# Sriracha Addiction?



## psycho chef (Feb 1, 2007)

Anybody else addicted to this amazing chille sauce? This affliction is not limited to chef's but it's the one ingredient found in 99.9% of professional kitchens I've worked in, even when the restaurant has no Thai style food. Isn't it amazing how versitile a little capsaisin can be? I use it to wake up flavors in food you would never guess there was "hot sauce" in. 

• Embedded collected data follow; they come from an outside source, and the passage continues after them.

PR #3245, opened 2018-12-26
Add spring, a rails preloader alternative to zeus, to our gemfile

luisramos0:
Also added /bin to gitignore, bin is used by spring.

#### What? Why?

zeus is not working on my osx mojave, this PR adds spring to the gemfile so that it can be used instead of zeus. I didnt manage to make it work without adding it to the gemfile. Is it acceptable for you guys to have this in the gemfile? any hints on how to make this work without changing the gemfile? Thanks!

#### What should we test?
Spring 1.1.3 should work with OFN.

Can be used locally:
```
bundle install
spring binstub rspec     (generates new rspec binary under /bin)
spring stop
time bin/rspec spec/models/order_cycle_spec.rb:154
time bin/rspec spec/models/order_cycle_spec.rb:154

```
The second run should be a lot faster.

#### Release notes
Changelog Category: Added
Added support for spring rails app preloader.

### DIFF
--- a/.gitignore
+++ b/.gitignore
@@ -43,3 +43,4 @@ vendor/bundle/
 coverage
 /reports/
 !/reports/README.md
+bin/
--- a/Gemfile
+++ b/Gemfile
@@ -145,6 +145,8 @@ group :development do
   gem 'guard-rails'
   gem 'guard-rspec', '~> 4.7.3'
   gem 'rubocop', '>= 0.49.1'
+  gem 'spring', '=1.1.3'
+  gem 'spring-commands-rspec'
 
   # 1.0.9 fixed openssl issues on macOS https://github.com/eventmachine/eventmachine/issues/602
   # While we don't require this gem directly, no dependents forced the upgrade to a version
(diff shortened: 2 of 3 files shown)


.gitignore
```diff
@@ -43,3 +43,4 @@ vendor/bundle/
 coverage
 /reports/
 !/reports/README.md
+bin/
```
sauloperez: I don't see why we can't share the binstubs. I would not ignore it.

sauloperez:
https://github.com/rbenv/rbenv/wiki/Understanding-binstubs might be relevant for this.

.gitignore
luisramos0: The objective is to keep the number of files in the project to a minimum. Less complexity to take.
Also, most people will not use this as they are using zeus.
all you need to do is to run the commands above to generate them.

sauloperez: as you want. I might migrate to spring as well, to be stick to a single solution for the team.

sauloperez:
We should prepend those `spring` commands you listed in the description with `bundle exec` to ensure the project's spring is picked up.

sauloperez:
First run

```
Finished in 3.31 seconds (files took 2.7 seconds to load)
```

Second run

```
Finished in 0.55706 seconds (files took 0.86619 seconds to load)
```

Welcome to the speed of light @luisramos0 :tada: :trollface:

PR #3247, opened 2018-12-27
[Spree Upgrade] Provide anonymous user instead of nil

### LINKED ISSUE #3078: [Spree Upgrade][FrontOffice] Fix shopping/orders_spec - guest order (1 broken test)
Fix this spec:

```
1) Order Management viewing a completed order when checking out as an anonymous guest allows the user to see the details
     Failure/Error:
       create(:order_with_credit_payment,
         customer: customer,
         user: user,
         distributor: distributor,
         order_cycle: order_cycle
       )

     NoMethodError:
       undefined method `email' for nil:NilClass
     # /Users/luisramos/.rvm/gems/ruby-2.1.5@openfoodnetwork/bundler/gems/spree-f55722b38db7/core/lib/spree/testing_support/factories/order_factory.rb:6:in `block (3 levels) in <top (required)>'
….   
     # ./spec/features/consumer/shopping/orders_spec.rb:17:in `block (3 levels) in <top (required)>'

```

The new default spree order factory fetches user.email from order.email
https://github.com/openfoodfoundation/spree/blob/master/core/lib/spree/testing_support/factories/order_factory.rb#L6
This causes the error because the spec is using a nil user.

It will be related to this method
https://github.com/openfoodfoundation/openfoodnetwork/blob/master/app/controllers/spree/orders_controller_decorator.rb#L133
@kristinalim you may have a special insight into this one.
I believe the code is correct, we just need to adapt the test and/or the factories used.

sauloperez:
#### What? Why?

Closes #3078 

As explained in https://github.com/openfoodfoundation/spree_auth_devise/blob/0181835fb6ac77a05191d26f6f32a0f4a548d851/app/models/spree/user.rb#L26-L32, all orders have a user so checking out as a guest is just using an automatically generated user by means of `.anonymous!`.

#### What should we test?
spec/features/consumer/shopping/orders_spec.rb:17 should be fixed.

### DIFF
--- a/spec/features/consumer/shopping/orders_spec.rb
+++ b/spec/features/consumer/shopping/orders_spec.rb
@@ -36,7 +36,7 @@ feature "Order Management", js: true do
     end
 
     context "when checking out as an anonymous guest" do
-      let(:user) { nil }
+      let(:user) { Spree::User.anonymous! }
 
       it "allows the user to see the details" do
         # Cannot load the page without token


luisramos0:
oh, you just force-pushed. is it ready for review? the first build looks good, the spec is fixed.

sauloperez:
Yep, sorry I messed it with another branch. Now it's ready.

luisramos0:
rerunning build to see job 3 with 6 broken specs, not 8, should be random...

sauloperez:
Gald to see you happy @mkllnk 😜. Sorry, what is it that we do with customer's email?

mkllnk:
It's just that we have some data duplication around customer records in the database. Customers can be associated to an email (anonymous guest) and to a user id (registered user). Some of that is confusing and lead to bugs like https://github.com/openfoodfoundation/openfoodnetwork/issues/2841. Going with Spree's new way of having a user record for every guest could resolve some of these things.

luisramos0:
relates to this thread right Maikel?
https://community.openfoodnetwork.org/t/subscriptions-and-customers/1512

PR #3250, opened 2018-12-27
Open adjustments to enable update

### LINKED ISSUE #2685: [Spree Upgrade][Models] Fix order_spec and orders_controller spec tests with shipment fees and taxes (3 broken tests)

sauloperez:
#### What? Why?

Closes #2685

Spree supports updating line items as the model contains these two callbacks:

```ruby
after_save :update_order
after_destroy :update_order
```
(openfoodfoundation/spree:core/app/models/spree/line_item.rb@f55722b#L27-L28)

However, as the following paragraph clearly states

```
# Adjustments represent a change to the +item_total+ of an Order. Each adjustment
# has an +amount+ that can be either positive or negative.
#
# Adjustments can be open/closed/finalized
#
# Once an adjustment is finalized, it cannot be changed, but an adjustment can
# toggle between open/closed as needed
```
(openfoodfoundation/spree:core/app/models/spree/adjustment.rb@f55722b#L1-L7)

by means of the Adjustment's state machine once it is finalized it can't be updated. Then, if we want to have an up-to-date adjustment_total attribute for a complete order we must first open the adjustments. Otherwise, the following `immutable?` check does not pass 

```ruby
def update!
  return if immutable?
  # Fix for #3381
  # If we attempt to call 'source' before the reload, then source is currently
  # the order object. After calling a reload, the source is the Shipment.
  reload
  originator.update_adjustment(self, source) if originator.present?
  set_eligibility
end
```
(openfoodfoundation/spree:core/app/models/spree/adjustment.rb@f55722b#L84-L92)

I still can't tell what changed for this to fail in 2-0-stable.

#### What should we test?

The affected test should pass.


sauloperez:
I'd like to have feedback here. This is not yet finished now we need to see where this call to `adjustment.open` should go. I guess to each of the 4 LineItemsController that we have (including Spree decorators).

sauloperez:
After that it'd be worth to investigate the following lines 

https://github.com/openfoodfoundation/openfoodnetwork/blob/1007addddbc7b60dd530cb9ec67b1f4d851a8b68/app/models/spree/order_decorator.rb#L36-L37

https://github.com/openfoodfoundation/openfoodnetwork/blob/1007addddbc7b60dd530cb9ec67b1f4d851a8b68/app/models/spree/order_decorator.rb#L167-L184

Now that I understood a bit more how this works, I'm not sure we solved a problem adding more code while the fix was probably adding a call to `open` in the proper place.

sauloperez:
Yep but note how the state is restored right after. The call to update_totals cannot succeed.

I'll have to go through it again to notice any other implications per though.

luisramos0:
I am going through it right now.
What I concluded from analysing v1 is that these ofn methods using update_adjustment! are the ones updating the adjustments.amount (from 10 to 5 and from 6 to 3 in the test). In v2 this is not happening... I am trying to figure out why.

luisramos0:
But I agree with your comment above: it's probably possible to get rid of these methods by just placing a "adjustment.open" in the right place.

luisramos0:
Yeah, I dont get it...

The only thing I can add is that adding the update_adjustment! logic to order_updater.update_adjustments like this will also fix the test (without opening the adjustment in the test):
  def update_adjustments
      order.adjustments.reload.each { |adjustment| update_adjustment! adjustment }
      choose_best_promotion_adjustment
    end

I don't understand why order.update_payment_fees! is not picking up the line_item.quantity zero...

sauloperez:
Thanks for the investigation @luisramos0. It feels like the fix is to trigger the appropriate callbacks at the right moment for Spree logic to act. I'll see what else I can find.

sauloperez:
Rebased onto 2-0-stable to get the latest build and make sure I don't break any spec.

app/models/spree/order_decorator.rb
```diff
@@ -398,9 +398,11 @@ def ensure_customer
 
   def update_adjustment!(adjustment)
     return if adjustment.finalized?
+
     state = adjustment.state
     adjustment.state = 'open'
     adjustment.update!
+    update!
```
sauloperez: since manually opening the adjustment makes the test pass, this means that in v2 the `OrderUpdater` (the class that updates all the totals attributes) is not executed before the adjustment's state is restored in line 406. Therefore, triggering the update ourselves fixes it.

sauloperez:
This is the least invasive change I could think of to fix it. Once we get to green, and as we said, we should revisit these callbacks after phase 1. We don't want to fix things by triggering yet more callbacks but removing code and triggering just the ones that are needed. This will require digging really deep into Spree's models.

luisramos0:
all right, looks good enough!!!
do you want to do this for the other 2 tests?
rspec ./spec/models/spree/order_spec.rb:711 
rspec ./spec/controllers/spree/orders_controller_spec.rb:197
(#2685)

sauloperez:
Yep, let's see if I can them fixed as well.

sauloperez:
I'll keep the three fixes separate because they are not related. I opened https://github.com/openfoodfoundation/openfoodnetwork/pull/3349 for the 2nd one and I'll do the same for the last one.

sauloperez:
spec/models/spree/order_spec.rb:679 is passing, so this is ready.

sauloperez:
Good catch.

PR #3254, opened 2018-12-28
[Spree Upgrade] Create the default StockLocation in DB

### LINKED ISSUE #3253: [Spree Upgrade] Fix reference to backorderable_default from admin/products/new.html.haml
## Description

Our VariantStock module relies on the `Spree::StockLocation.first.backorderable_default` but in `2-0-stable` we don't create the default stock location yet.

This obviously causes a 500 error as follows:

```
...
Completed 500 Internal Server Error in 929.8ms (ActiveRecord: 34.8ms)

ActionView::Template::Error (undefined method `backorderable_default' for nil:NilClass):
    1: <%# This chunk is just a copy of Spree's backend/app/views/spree/admin/products/new.js.erb %>
    2: $("#new_product").html('<%= escape_javascript(render :template => "spree/admin/products/new", :formats => [:html], :handlers => [:haml]) %>');
    3: handle_date_picker_fields();
    4: <% unless Rails.env.test? %>
    5:   $('.select2').select2();
  app/models/concerns/variant_stock.rb:91:in `on_demand'
  app/models/concerns/variant_stock.rb:32:in `on_hand'
  app/models/concerns/product_stock.rb:19:in `on_hand'
  app/views/spree/admin/products/new.html.haml:57:in `block (2 levels) in _6397cc2bb50734c9d7283660ebd313d6'
  app/views/spree/admin/products/new.html.haml:53:in `block in _6397cc2bb50734c9d7283660ebd313d6'
  app/views/spree/admin/products/new.html.haml:3:in `_6397cc2bb50734c9d7283660ebd313d6'
  app/views/spree/admin/products/new.js.erb:2:in `_80cf50a20567230ea7daadc245fd7326'
  lib/spree/core/controller_helpers/respond_with_decorator.rb:15:in `call'
  lib/spree/core/controller_helpers/respond_with_decorator.rb:15:in `respond_with'
...
```

## Expected Behavior
`products/new` page should render successfully without errors and allow users to specify a value for the stock level.

## Actual Behavior
The page fails to render raising the error showed above.

## Steps to Reproduce
1. Go to `/admin/products`
2. Click on `+ NEW PRODUCT`

## Possible Fix

We need to add a data migration that creates that default StockLocation. Once executed this should be fixed.

sauloperez:
#### What? Why?

Closes #3253

The data migration creates a StockLocation in the configured default country of the instance with the name "OFN default". Check https://github.com/openfoodfoundation/openfoodnetwork/wiki/Spree-Upgrade%3A-Stock-locations
for details.

After running it a rails console should output something like

```
pry(main)> Spree::StockLocation.all
=> [#<Spree::StockLocation id: 5, name: "OFN default", created_at: "2018-12-28 12:16:43", updated_at: "2018-12-28 12:16:43", address1: nil, address2: nil, city: nil, state_id: 58, state_name: nil, country_id: 109, zipcode: nil, phone: nil, active: true, backorderable_default: false, propagate_all_variants: true>]
```

Then, if you create a product you should be able to get that same location as follows

```
pry(main)> variant.stock_items.first.stock_location
=> #<Spree::StockLocation id: 5, name: "OFN default", created_at: "2018-12-28 12:16:43", updated_at: "2018-12-28 12:16:43", address1: nil, address2: nil, city: nil, state_id: 58, state_name: nil, country_id: 109, zipcode: nil, phone: nil, active: true, backorderable_default: false, propagate_all_variants: true>
```

#### What should we test?
It should be possible to create a product from /admin

### DIFF
--- a/spec/factories.rb
+++ b/spec/factories.rb
@@ -656,10 +656,11 @@ end
 
 FactoryBot.modify do
   factory :stock_location, class: Spree::StockLocation do
-    name { 'default' }
-
     # keeps the test stock_location unique
     initialize_with { DefaultStockLocation.find_or_create }
+
+    # Ensures the name attribute is not assigned after instantiating the default location
+    transient { name 'default' }
   end
 
   factory :shipment, class: Spree::Shipment do
--- a/spec/factories.rb
+++ b/spec/factories.rb
@@ -656,8 +656,10 @@ end
 
 FactoryBot.modify do
   factory :stock_location, class: Spree::StockLocation do
+    name { 'default' }
+
     # keeps the test stock_location unique
-    initialize_with { Spree::StockLocation.find_or_create_by_name(name)}
+    initialize_with { DefaultStockLocation.find_or_create }
   end
 
   factory :shipment, class: Spree::Shipment do
--- a/app/services/default_stock_location.rb
+++ b/app/services/default_stock_location.rb
@@ -1,0 +1,15 @@
+# Encapsulates the concept of default stock location that OFN has, as explained
+# in https://github.com/openfoodfoundation/openfoodnetwork/wiki/Spree-Upgrade%3A-Stock-locations
+class DefaultStockLocation
+  NAME = 'OFN default'.freeze
+
+  def self.create!
+    country = Spree::Country.find_by_iso(ENV['DEFAULT_COUNTRY_CODE'])
+    state = country.states.first
+    Spree::StockLocation.create!(name: NAME, country_id: country.id, state_id: state.id)
+  end
+
+  def self.destroy_all
+    Spree::StockLocation.where(name: NAME).destroy_all
+  end
+end
--- a/app/services/default_stock_location.rb
+++ b/app/services/default_stock_location.rb
@@ -1,7 +1,7 @@
 # Encapsulates the concept of default stock location that OFN has, as explained
 # in https://github.com/openfoodfoundation/openfoodnetwork/wiki/Spree-Upgrade%3A-Stock-locations
 class DefaultStockLocation
-  NAME = 'OFN default'.freeze
+  NAME = 'default'.freeze
 
   def self.create!
     country = Spree::Country.find_by_iso(ENV['DEFAULT_COUNTRY_CODE'])
@@ -11,5 +11,9 @@ class DefaultStockLocation
 
   def self.destroy_all
     Spree::StockLocation.where(name: NAME).destroy_all
+  end
+
+  def self.find_or_create
+    Spree::StockLocation.find_or_create_by_name(NAME)
   end
 end
--- a/db/migrate/20180906094641_add_uniqueness_of_variant_id_to_spree_stock_items.rb
+++ b/db/migrate/20180906094641_add_uniqueness_of_variant_id_to_spree_stock_items.rb
@@ -1,3 +1,6 @@
+# Since OFN has only a single default StockLocation, variants in OFN can only
+# have a stock item. By adding this unique index we constraint that at DB level
+# ensuring data integrity.
 class AddUniquenessOfVariantIdToSpreeStockItems < ActiveRecord::Migration
   def change
     add_index :spree_stock_items, :variant_id, unique: true
--- a/db/seeds.rb
+++ b/db/seeds.rb
@@ -50,3 +50,5 @@ end
 
 spree_user = Spree::User.first
 spree_user && spree_user.confirm!
+
+DefaultStockLocation.create!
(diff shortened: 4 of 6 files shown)


sauloperez:
Tested and working!

db/migrate/20181228115540_add_default_location.rb
```diff
@@ -0,0 +1,11 @@
+class AddDefaultLocation < ActiveRecord::Migration
+  def up
+    country = Spree::Country.find_by_iso(ENV['DEFAULT_COUNTRY_CODE'])
+    state = country.states.first
+    Spree::StockLocation.create!(name: 'OFN default', country_id: country.id, state_id: state.id)
```
mkllnk: Why did you go with `OFN default` instead of `default` as specified in the wiki? I don't really mind. I think we came up with `default`, because it's used by Spree sample data:
https://github.com/openfoodfoundation/spree/blob/f55722b38db7e706a8521c9091a0e00119bb4d20/sample/db/samples/stock.rb#L3

sauloperez: I didn't know we stated its name in the wiki. I just wanted to differentiate from Spree's stuff.

How does that Spree code relate to OFN? AFAIK that's Spree's sample data and there is no default location as per its migrations.

sauloperez:
Nice @mkllnk I had the same feeling while typing that code but with the default country but then I got lazy.

db/migrate/20181228115540_add_default_location.rb
sauloperez: for the record, openfoodfoundation/spree:sample/db/samples/stock.rb@f55722b#L3 is not executed with Spree's seed data (the one that we run when executing `bundle exec rake db:reset`) but from Spree's CLI, which I think is used to set up new Spree projects.

sauloperez:
I also added a constraint at app level to restrict StockLocation to a single record. I couldn't find a way to do it at DB level as well though.

app/models/default_stock_location.rb
```diff
@@ -0,0 +1,15 @@
+# Encapsulates the concept of default stock location that OFN has, as explained
+# in https://github.com/openfoodfoundation/openfoodnetwork/wiki/Spree-Upgrade%3A-Stock-locations
+class DefaultStockLocation
```
luisramos0: id prefer a service here, the more we avoid growing /models the better.

app/models/spree/stock_location_decorator.rb
```diff
@@ -1,9 +1,19 @@
 Spree::StockLocation.class_eval do
+  validate :just_default_location
```
luisramos0: i didnt get the "just" quickly. maybe ensure_single_stock_location is easier to understand?

spec/factories.rb
```diff
@@ -645,9 +645,6 @@
 
 FactoryBot.modify do
   factory :stock_location, class: Spree::StockLocation do
-    # keeps the test stock_location unique
-    initialize_with { Spree::StockLocation.find_or_create_by_name(name)}
-
```
luisramos0: are you sure this is not causing build errors?
I see "Validation failed: The default location already exists"

sauloperez: Then we need to fix those because the violate a constraint.

sauloperez:
The deeper I dig, the more complicated it gets... https://github.com/openfoodfoundation/spree/commit/2c48bfbaad

luisramos0:
1.
I am not aware of how are we managing spree migrations... are we including all migrations that spree brings? has that been done for 2.0.4 already?

2.
The link you share shows that spree was already doing what you are doing in this PR.
So, does this PR become unnecessary?

sauloperez:
> 1.

Yep, long ago. AFAIK there was an issue for it.

> 2.

We stepped onto each other. See my last comment.

mkllnk:
@sauloperez Would you like to clean-up the commit history before we merge this? There are a couple of detours.

luisramos0:
This is not ready to be merged.
we need to fix the 2 stock location specs and there is also a problem with spec/models/concerns/variant_stock_spec.rb:155
correct @sauloperez ?

sauloperez:
Yep, and yes. I need to also cleanup the history.

sauloperez:
This is ready now @luisramos0 @mkllnk

luisramos0:
I think this is pending @mkllnk re-review, right?

spec/factories.rb
```diff
@@ -656,8 +656,10 @@
 
 FactoryBot.modify do
   factory :stock_location, class: Spree::StockLocation do
+    name { 'default' }
```
mkllnk: This name doesn't make sense when using "OFN default" via `DefaultStockLocation.find_or_create`.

We eat alot of spanish style food for our family meals and sometimes the staff complain, but only the ones who pass on the bottle of sriracha when it makes it's way around the table...


----------



## greg (Dec 8, 1999)

Definitely. At work, we used to take turns buying it at the store and bringing it in. I managed to talk the boss into buying us some. A friend of mine says he grew up with a kid whose family makes the stuff. He needs to hook me up. I need it for professional reasons, of course.


----------



## shel (Dec 20, 2006)

Definitel love the stuff. The more common sauce in many, if not most, parts of the US is the "Rooster" brand, made by Huy Fong foods in California, but if you can find Shark brand, which is a more "authentic" Thai sauce, give it a try. It's my favorite sriracha sauce, and is quite different from the Huy Fong stuff. No additives or preservatives in Shark brand, and, IMO, a cleaner, more defined taste than the Huy Fong.

shel


----------



## shroomgirl (Aug 11, 2000)

yep, that and chili garlic paste.....really like the sweet chili sauce too, we make crab rangoons with blue crab claw.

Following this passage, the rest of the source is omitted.